Similarly, Murakami and Narukawa demonstrated that if the EU, US and Japan joined their ODDs, out of about 5000 designations, approximately 800 designations were common among the USA, EU, and/or Japan [31]. However, as we experienced in performing this analysis, several difficulties may arise in merging designations and approvals, because terms and classifications are not standardised and sponsors may differ between the two regions as well as may differ from the manufacturer/patent holder.

This joint effort would be made possible if regulatory procedures were harmonised, and through efforts and cooperation between the territories. The EMA and the FDA started working together in 2008 and a Common EMA/FDA Application Form for ODDs has been set up for sponsors seeking orphan drug status in both the US and EU. The FDA and the EMA have also agreed to accept the submission of a single annual report from sponsors of orphan products (drugs and biologics) designated for both the US and EU. The parallel submission of orphan designation applications has been very successful, with 62% of dossiers submitted in parallel to the EMA and the FDA in 2012. To further encourage applications for orphan designation to be submitted in parallel by EMA and FDA, the two agencies also provide parallel scientific advice to sponsors during the development phase of their products [37].

The expectations of both the agencies with respect to the data are near about similar and sponsors can have a common strategy at the very early stages of product development [26]. Actually, this example of a common approach seems the best way to go ahead.

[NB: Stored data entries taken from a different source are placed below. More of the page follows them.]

PR #1776, opened 2020-07-06
Let LDAP determine user groups

clenk:
(if LDAP is used for login)

See documentation at related: https://github.com/mitre/fieldmanual/pull/7

### DIFF
--- a/app/service/auth_svc.py
+++ b/app/service/auth_svc.py
@@ -10,6 +10,7 @@ from aiohttp_session import setup as setup_session
 from aiohttp_session.cookie_storage import EncryptedCookieStorage
 from cryptography import fernet
 import ldap3
+from ldap3.core.exceptions import LDAPAttributeError
 
 from app.service.interfaces.i_auth_svc import AuthServiceInterface
 from app.utility.base_service import BaseService
@@ -52,10 +53,11 @@ class AuthService(AuthServiceInterface, BaseService):
         self.ldap_config = self.get_config('ldap')
 
     async def apply(self, app, users):
-        for group, u in users.items():
-            self.log.debug('Created authentication group: %s' % group)
-            for k, v in u.items():
-                self.user_map[k] = self.User(k, v, (group, 'app'), )
+        if users:
+            for group, u in users.items():
+                self.log.debug('Created authentication group: %s' % group)
+                for k, v in u.items():
+                    await self.create_user(k, v, group)
         app.user_map = self.user_map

Notwithstanding the giant steps made from the European and American Agencies to harmonize their strategic plans in the field of orphan drugs, we found difficulties in collate information between the two Regulatory Bodies (FDA and EMA), because the terminology and processes are not completely harmonised. We even found different terms of active substance and/or rare condition in ODDs obtained in the EU and US by the same sponsor. Therefore, we were often unable to uniform terms and to consider different two ODDs which were practically the same.

Conclusions

Our results suggest that more efforts seem necessary to increase the number of drugs obtaining the Marketing Authorisation, which represents the first step for the availability of medicines on the market, thus increasing the coverage of patient needs. A more integrated approach between Europe and United States in terms of shared decisions, approvals, etc. would surely speed up the development and then the marketing of drugs for rare diseases. But we are aware that this is a challenging goal.

Regarding the use of systematic collection and stored of valid information on ODDs we consider that our database demonstrated to be a useful tool to increase knowledge on rare diseases and facilitate research. In particular, EuOrphan has been recognised a valid source of information in the context of an EU Commission funded projects on rare diseases, such as InNerMeD-I-NETWORK (Inherited NeuroMetabolic Diseases Information Network, 2012 12 12, Second Health Programme) focused on inherited neurometabolic diseases, and DEEP (DEferiprone Evaluation in Paediatrics - 261483 - FP7-HEALTH-F4-2010).

For the future, we aim to implement the database with data on non-OMPs, namely the medicines approved for rare diseases by the national Agencies and medicines never receiving an ODD while approved by EMA after the entry into force of Regulation (EC) 141/2000 for rare diseases.

Currently, our major commitment is to make the actual database easily accessible for researchers, companies as well as for patients to search for information and to disseminate all the available data on OMPs approved and designated.